図7:RECOMから提供されている昇圧および昇降圧パワーモジュール
電力供給はムーアの法則に追いついたか?
では、パワーモジュールはムーアの法則に追いついたのでしょうか?24V入力、3.3V出力、4AのPoLコンバータを比較するいくつかの例を考えてみましょう。わずか4年前の2018年に、「電力変換の進歩をリードする」とうたわれた製品がありました。フットプリントは33mm×13.6mm、高さ8.8mm、体積3950mm³でした。現在、RECOM
RPX-4.0 は5mm×5.5mmのフットプリントで、高さ4.1mm、容積はわずか113mm³であり、電力密度が35倍に向上しています。興味深いことに、両部品の効率はほぼ同じです。改善はすべて、より高いスイッチング周波数、より小型の部品、および3Dパワーパッケージング®技術によるものです。
もう一つの例は、2Aでの5Vから1.8Vの変換です。古いスルーホール型製品では、フットプリント14mm×7.5mm、高さ10.1mmのものがいまだに見られます。それに対して、RECOM
RPZ-2.0はわずか3mm×3mmで高さ1.1mmであり、電力密度が107倍に向上しています(図8)。フットプリントはほぼ12分の1に縮小され、RECOM部品はマザーボードの片側だけに完全に実装可能で、手動配置とスルーホールはんだ付けの複雑さが排除されています。
図8:従来技術のスルーホール5V to 1.8V/2A PoLコンバータ(左)とRECOM RPZ-2.0(右)の比較(サイズはmm単位、実寸)
明確な価値提案
旧来のオープンフレームDIPスタイルのPoLコンバータでは、ユーザーが同じコンポーネントをマザーボードに直接組み立てられることが多く、購入したモジュールの価値が疑問視されることがありました。省スペースのSIPタイプであっても、マザーボード上で既に用いられているコンポーネント形式や実装技術で簡単に再現できてしまう状況でした。しかし、3Dパワーパッケージングを使用したパワーモジュールは、標準のマザーボード製造方法では経済的に再現することができません。そのため、これらのモジュールは現在、ユーザーが自作を検討しない標準部品(抵抗器やコンデンサなど)と同様の扱いを受けています。コンパクトなサイズにより、他のコンポーネントの周囲や下に容易に取り付けることができ、現在採用されている高度に自動化された製造プロセスにより、コスト削減と信頼性向上を実現しています。
まとめ
電源ソリューションはムーアの法則やMEMSスケーリングのペースに完全には追いつかないかもしれませんが、電源と負荷の間のギャップは急速に縮まっています。インテリジェントな電力管理、エネルギー貯蔵、そして3Dパワーパッケージング®のような先進技術により、現在のパワーモジュールは従来の個別ソリューションをはるかに超える電力密度を提供しています。これらの革新により、現代の性能要求に対応するコンパクトで効率的かつスケーラブルな設計が可能になります。加えて、自動化によるコスト削減と、ハンドヘルド機器からサーバーボードまであらゆるものをカバーするRECOMの幅広いポートフォリオにより、モジュールベースのソリューションは次世代エレクトロニクスにおける明確な選択肢となっています。
参考文献
[1] B. Zahnstecher, “Best Practices for Low-Power (IoT/IIoT) Designs: SEPARATING THE SOURCE-SIDE & LOAD-SIDE ANALYSES,” ECCE 2022 Tutorial, Detroit, MI, October 9, 2022
[2] “DC/DC for GaN,” RECOM Blog, Sep 16, 2022, https://recom-power.com/rec-n-dc!sdc-for-gan-225.html (accessed January 23, 2023)

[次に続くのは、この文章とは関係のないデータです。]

PR #195, opened 2021-08-10
Consolidating and simplifying command-line options

### LINKED ISSUE #188: Should we standardize some input options and add them to TDySetFromOptions?

jeff-cohere:
This PR gathers our command line options, elaborating on `TDyOptions` and adding features for specifying boundary condition functions and the like. I hope it's easier to understand.

Also, I'm forcing us to be more specific about how we specify a mesh, because our rules to date have been confusing. Here are the new rules:

1. If `TDySetDM` is called before `TDySetFromOptions` in a demo/driver, the DM passed to the dycore in that function is the mesh, period. It can't be overridden. We should only use this function in programs that use a fixed geometry, or that generate their own geometry without leaning on `TDySetFromOptions`.
2. If `TDySetDM` is not called before `TDySetFromOptions`, the user must specify exactly one of `-tdy_read_mesh <filename>` or `-tdy_generate_mesh`. If `-tdy_generate_mesh` is given, the properties of the mesh are extracted from our existing mesh-related command line options (though, as I mention in a comment on this PR, I believe we should eliminate our own options and rely on the options that PETSc provides for generating DMPlexes, for simplicity and to leverage the work of the PETSc team).
3. When `TDySetFromOptions` returns successfully, TDycore has a distributed mesh with the right overlapping cells and all that--there's no need for anything else to be done.

With these rules, it's always clear what the geometry is. This is good, because the word "obvious" is meaningless in every context in which anything matters. :-)

There's still work to be done. PR #188 proposes a lot of new options.


knepley (approved):
This looks simpler and more understandable to me.

jeff-cohere:
> I like the logic also. One question that wasn't clear to me from a quick look over the changes: if TDySetDM is called, and then an option is passed in for a mesh (violating rulle 1), will Options throw an error?

Yes, in the name of specificity. If this is too irritating and we'd rather use the option to override the DM supplied with TDySetDM, that's fine, but this is where I started. If you look at the changes in `tdycore.c`, you can see how these rules are enforced in `TDySetFromOptions` (and also `TDySetDM`).

bishtgautam:
>though, as I mention in a comment on this PR, I believe we should eliminate our own options and rely on the options that PETSc provides for generating DMPlexes, for simplicity and to leverage the work of the PETSc team

What is PETSc's option to read a mesh?

jeff-cohere:
> > though, as I mention in a comment on this PR, I believe we should eliminate our own options and rely on the options that PETSc provides for generating DMPlexes, for simplicity and to leverage the work of the PETSc team
> 
> What is PETSc's option to read a mesh?

If we want to read a mesh, we can use our own `-tdy_read_mesh` option. But if we specify `-tdy_generate_mesh`, we can fall back on the DM and DMPlex-related options supported by `DMSetFromOptions` (see PR #188 for a list)

bishtgautam:
So, instead of options in https://github.com/TDycores-Project/TDycore/blob/master/src/tdydm.c#L19-L53, use the following?
```
-dm_plex_box_dim <dim>	- Set the topological dimension
-dm_plex_box_simplex <bool>	- PETSC_TRUE for simplex elements, PETSC_FALSE for tensor elements
-dm_plex_box_lower <x,y,z>	- Specify lower-left-bottom coordinates for the box
-dm_plex_box_upper <x,y,z>	- Specify upper-right-top coordinates for the box
-dm_plex_box_faces <m,n,p>	- Number of faces in each linear direction
-dm_plex_box_bd <bx,by,bz>	- Specify the DMBoundaryType for each direction
-dm_plex_box_interpolate <bool>	- PETSC_TRUE turns on topological interpolation (creating edges and faces)
```

jeff-cohere:
> So, instead of options in https://github.com/TDycores-Project/TDycore/blob/master/src/tdydm.c#L19-L53, use the following?
> ...

Yes, that's what I'm advocating. The benefit is that recent changes to PETSc (which we now have via the latest update) now make all these options available, and we could grab any new ones that appear without adding our own.

bishtgautam:
@jeff-cohere I agree with your proposal. Let's use PETSc options.

jeff-cohere:
Cool. I'll get rid of the TDycore-specific mesh generation options and retrofit the demos to use the PETSc ones, and I'll let everyone know if I hit any snags.

knepley:
@bishtgautam For reading in a mesh, you can use `-dm_plex_filename`.

include/private/tdymaterialpropertiesimpl.h
```diff
@@ -26,11 +26,11 @@ PETSC_INTERN PetscBool TDyIsThermalConductivytSet(TDy);
...
-PETSC_INTERN PetscErrorCode TDySoilDensityFunctionDefault(TDy,PetscReal*,PetscReal*,void*);
-PETSC_INTERN PetscErrorCode TDySoilSpecificHeatFunctionDefault(TDy,PetscReal*,PetscReal*,void*);
-PETSC_INTERN PetscErrorCode TDyPermeabilityFunctionDefault(TDy,PetscReal *,PetscReal *,void*);
-PETSC_INTERN PetscErrorCode TDyThermalConductivityFunctionDefault(TDy,PetscReal *,PetscReal *,void*);
-PETSC_INTERN PetscErrorCode TDyPorosityFunctionDefault(TDy,PetscReal *,PetscReal *,void*);
+PETSC_INTERN PetscErrorCode TDyConstantSoilDensityFunction(TDy,PetscReal*,PetscReal*,void*);
+PETSC_INTERN PetscErrorCode TDyConstantSoilSpecificHeatFunction(TDy,PetscReal*,PetscReal*,void*);
+PETSC_INTERN PetscErrorCode TDyConstantPermeabilityFunction(TDy,PetscReal *,PetscReal *,void*);
+PETSC_INTERN PetscErrorCode TDyConstantThermalConductivityFunction(TDy,PetscReal *,PetscReal *,void*);
+PETSC_INTERN PetscErrorCode TDyConstantPorosityFunction(TDy,PetscReal *,PetscReal *,void*);
```
jedbrown, line 33: Not pertinent to the name change, but we may want to make these vectorizable, taking arguments `(TDy, PetscInt, const PetscReal *, PetscReal *, void *)`.

src/tdyregression.c
```diff
@@ -201,7 +201,7 @@ PetscErrorCode TDyRegressionOutput(TDy tdy, Vec U) {
   ierr = VecRestoreArray(U,&u_p); CHKERRQ(ierr);
   ierr = VecRestoreArray(U_pres,&pres_p); CHKERRQ(ierr);
 
-  if (tdy->mode == TH) {
+  if (tdy->options.mode == TH) {
```
jedbrown, line 204: Also not pertinent to this step, but it would be nice to use callbacks instead of if statements, which will become `switch` statements if there are ever more than two modes.

jedbrown (approved):

include/private/tdymaterialpropertiesimpl.h
jeff-cohere: That's a good idea and one we should adopt.

src/tdyregression.c
jeff-cohere: Can you give an example of what you mean by this?

jeff-cohere:
I don't think this covers all the ground mentioned in #188, but things are working, and I kinda don't want to make this PR much bigger. @bishtgautam , let me know if you'd like me to address anything else. @jedbrown , I made an issue for "vectorizing" our functions.

src/tdyregression.c
jedbrown: For example, the mode could have a `tdy->diagnostics(tdy, ...)` that computes/reports any diagnostics specific to that mode. This saves having a sequence of switch statements with possibly fragile carried dependencies.

bishtgautam (approved):

src/tdyregression.c
jeff-cohere: Ah, okay.  A "virtual table". Yes, that makes sense.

[3] Data Center Facilities Definitions, "Intelligent Power Management (IPM)," TechTarget, https://www.techtarget.com/searchdatacenter/definitions/Data-center-design-and-facilities (accessed February 24, 2023)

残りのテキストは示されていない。